Report each line of the material below where the word "user" can be found.

━━━━━━━━━━━━━━━━

Issue #8022, opened 2026-05-18
CLI: Auto context update — set group/artifact in context after operations


vandanayadav7:
## Description

When a user creates or gets a group/artifact, automatically update the current context with that group/artifact ID. This reduces repetitive `-g` and `-a` flags in subsequent commands.

## Example

```bash
acr group add test-group
# Group "test-group" is automatically set in the context.
acr artifact add -f user-v1.avsc test-artifact
# Instead of: acr artifact add -g test-group -f user-v1.avsc test-artifact
acr artifact version add -f user-v2.avsc 2
# Instead of: acr artifact version add -g test-group -a test-artifact -f user-v2.avsc 2
```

━━━━━━━━━━━━━━━━

Expected output
When a user creates or gets a group/artifact, automatically update the current context with that group/artifact ID. This reduces repetitive `-g` and `-a` flags in subsequent commands.
acr artifact add -f user-v1.avsc test-artifact
# Instead of: acr artifact add -g test-group -f user-v1.avsc test-artifact
acr artifact version add -f user-v2.avsc 2
# Instead of: acr artifact version add -g test-group -a test-artifact -f user-v2.avsc 2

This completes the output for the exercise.